Copy out all lines from the material that contain the string "review".

—————

PR #945, opened 2022-08-11
Fix a VPC Service crash

hechaoli:
### Description of the Change

In [this PR](https://github.com/Netflix/titus-executor/pull/935), I changed `branch` field in `assignment` to be a pointer but forgot to initialize it. That caused a nil pointer reference error during `AssignIPV3` call.

The problem was caught in staging. Ideally, there should be an E2E CI test to catch it. The test case is to be added.

### DIFF
--- a/vpc/service/generate_assignment_id.go
+++ b/vpc/service/generate_assignment_id.go
@@ -148,6 +148,7 @@ func (vpcService *vpcService) generateAssignmentID(ctx context.Context, req getE
 
 	ass := &assignment{
 		trunk:            req.trunkENI,
+		branch:           &data.BranchENI{}, // Will be populated in populateAssignment
 		assignmentName:   req.assignmentID,
 		securityGroups:   req.securityGroups,
 		subnet:           req.subnet,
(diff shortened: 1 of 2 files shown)


vpc/service/generate_assignment_id.go
```diff
@@ -148,6 +148,7 @@ func (vpcService *vpcService) generateAssignmentID(ctx context.Context, req getE
 
 	ass := &assignment{
 		trunk:            req.trunkENI,
+		branch:           &data.BranchENI{}, // Will be populated in populateAssignment
```
solarkennedy, line 151: Is it so bad that it is nil at first?

Why not add this as part of the populateAssignmentUsingAlreadyAttachedENI() function? 

```
populateAssignmentUsingAlreadyAttachedENI(ass) {
 
ass.branch = &data.BranchENI{}
pg.bla....
```

hechaoli: I added it here just in case there are things in between this initialization and `populateAssignmentUsingAlreadyAttachedENI` that use `ass.branch`. Though there should be none for now.

Added another check in `populateAssignmentUsingAlreadyAttachedENI` before the usage, too.

MyUmmaGumma (approved):

aloktiagi (approved):

PR #947, opened 2022-08-12
Removed tini sched bump feature

solarkennedy:
This feature has been disabled for about two years.
I think we don't need it.


nickbp:
don't have full context but LGTM

nickbp (approved):

PR #948, opened 2022-08-15
seccomp: drop keyctl from fuse profile

tych0:
this was added as a quick hack in 063a7ead6cc2 ("Enabled the keyctl syscall
for fuse workloads").

still not really clear to me why we need to allow this at all. seems weird
that image builders would be managing the kernel keyring, but whatever...


tych0:
oh, this should drop pivot_root too. Let me do that.

solarkennedy (approved):

tych0:
```
E: Could not get lock /var/lib/dpkg/lock-frontend - open (11: Resource temporarily unavailable)
--
E: Unable to acquire the dpkg frontend lock (/var/lib/dpkg/lock-frontend), is another process using it?
```

strange.

PR #949, opened 2022-08-15
CODEOWNERS: fix wildcard match

tych0:
The docs https://docs.github.com/en/repositories/managing-your-repositorys-settings-and-features/customizing-your-repository/about-code-owners#example-of-a-codeowners-file
say:

    # Order is important; the last matching pattern takes the most
    # precedence.

so I think Kyle would never get a review request; let's align this with the
rest of the file and just put everything on the same line.

### DIFF
--- a/.github/CODEOWNERS
+++ b/.github/CODEOWNERS
@@ -1,5 +1,4 @@
-* @solarkennedy
-* @tych0
+* @solarkennedy @tych0 @nickbp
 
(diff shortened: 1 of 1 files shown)


solarkennedy (approved):
@nickbp  would you also like to help review code for this codebase?

nickbp:
Yes that sounds good. Can either add me here or I can create a separate PR once this is merged

nickbp (approved):

tych0:
I went ahead and added you; will let this pass CI and then merge.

—————

Exercise solution →
so I think Kyle would never get a review request; let's align this with the
@nickbp  would you also like to help review code for this codebase?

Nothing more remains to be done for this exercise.